8. ЭМЛИН ПРИЗЫВАЕТ СВОЕГО ЧЕЛОВЕКА

   Одна за другой протекали для Сайсели и Эмлин недели их заключения, не принося им ни надежд, ни вестей. И действительно, хотя они не могли видеть нитей зловещей сети, в которой их держали, они чувствовали, как она стягивается все туже. В глазах матери Матильды, когда она смотрела на Сайсели, думая, что никто этого не замечает, отражались страх, жалость и любовь. Остальные монахини тоже боялись, хотя было ясно, что они сами не знали чего. Однажды вечером Эмлин, застав настоятельницу одну, засыпала ее вопросами: она спрашивала, что именно для них готовится и почему ее леди, свободную совершеннолетнюю женщину, удерживают здесь против ее воли.
   На лице старой монахини появилось выражение замкнутости. Она ответила, что ничего особенного не знает, а насчет заключения – что ж, она должна подчиняться приказаниям своего духовного начальства.
   – Тогда, – выпалила Эмлин, – знайте: вам же будет хуже. Говорю вам, что умрет моя леди или будет жить, найдутся люди, чтобы призвать вас к строгому ответу: да, найдутся люди, чтобы выслушать мольбы беспомощных. Мать Матильда, Англия уже не та, какой она была, когда вас еще девочкой похоронили в этих заплесневелых стенах. Где сказано, что бог позволяет свободную и ни в чем не повинную женщину держать в тюрьме, как преступницу? Отвечайте.
   – Я не могу, – простонала мать Матильда, ломая свои тонкие руки. -Правды добиться трудно, здесь повсюду охрана; и, что бы я ни думала, я должна делать то, что мне приказано, чтобы не погибла моя душа.

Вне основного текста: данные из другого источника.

PR #431, opened 2020-10-10
Initiated jobs

dranasinghe:
completed_jobs.csv and initiated_jobs.csv  were located in ARC which can causes permission issues. I moved csv files to .arc folder. 
found a bug in job.py; replaced "local" with server names form settings.py

### DIFF
--- a/arc/common.py
+++ b/arc/common.py
@@ -35,6 +35,7 @@ from arc.imports import settings
 logger = logging.getLogger('arc')
 
 arc_path = os.path.abspath(os.path.dirname(os.path.dirname(__file__)))  # absolute path to the ARC folder
+local_arc_path = os.path.join(os.getenv("HOME"), '.arc')
 
 VERSION = '1.1.0'
 
--- a/arc/job/job.py
+++ b/arc/job/job.py
@@ -10,7 +10,7 @@ import shutil
 from pprint import pformat
 from typing import Dict, Optional, Union
 
-from arc.common import arc_path, get_logger
+from arc.common import arc_path, get_logger, local_arc_path
 from arc.exceptions import JobError, InputError
 from arc.imports import settings, input_files, submit_scripts
 from arc.job.local import (get_last_modified_time,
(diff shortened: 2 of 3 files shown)


arc/common.py
```diff
@@ -35,6 +35,7 @@
 logger = logging.getLogger('arc')
 
 arc_path = os.path.abspath(os.path.dirname(os.path.dirname(__file__)))  # absolute path to the ARC folder
+local_arc_path = os.path.join(os.getenv("HOME"), '.arc')
```
alongd, line 38: We have this in https://github.com/ReactionMechanismGenerator/ARC/blob/master/arc/imports.py#L14
No need to have it here

arc/job/job.py
```diff
@@ -10,7 +10,7 @@
 from pprint import pformat
 from typing import Dict, Optional, Union
 
-from arc.common import arc_path, get_logger
+from arc.common import arc_path, get_logger, local_arc_path
```
alongd, line 13: import `local_arc_path` from `arc.imports`

arc/job/job.py
```diff
@@ -424,7 +424,7 @@ def _set_job_number(self):
         """
         Used as the entry number in the database, as well as the job name on the server.
         """
-        csv_path = os.path.join(arc_path, 'initiated_jobs.csv')
+        csv_path = os.path.join(local_arc_path, 'initiated_jobs.csv')
```
alongd, line 427: this means we'll always have a `.arc` folder locally. So by default, If I run from two machines on the same server, I'll get different job counters. I think this isn't the desired behaviour. Instead, I think we should only use the local arch path for the CSV files if the respective file (not folder) exists.

alongd (commented):
Thanks! Please take a look at the comments

arc/job/job.py
dranasinghe: . arc is per user. If I am not mistaken if I run from two different machines I get two different job counts. I was thinking about how it working on the delta. there are multiple users using the same ARC repo. Therefore the counter is for everyone.  I was afraid a permission error might occur when multiple people write to the same file. The CSV file was created automatically. Are you suggesting that we create a CSV file in the .arc folder and if the csv file exists then write to the .arc folder?

alongd: Yes, check if it exists in .arc first. Other users would like to keep a songle counter while submitting from different machines onto a single server.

   – Ваша душа! Вы, затворницы, всегда думаете с своей жалкой душонке. Что вам до других людей и до их души! Значит, вы не поможете мне?
   – Я не могу, не могу, ведь я и сама в оковах, – снова ответила она.
   – Пусть будет так, мать Матильда; тогда я сама помогу себе; и когда я это сделаю, да поможет вам всем господь. – И, презрительно пожав широкими плечами, она вышла, оставив бедную старую настоятельницу чуть ли не в слезах.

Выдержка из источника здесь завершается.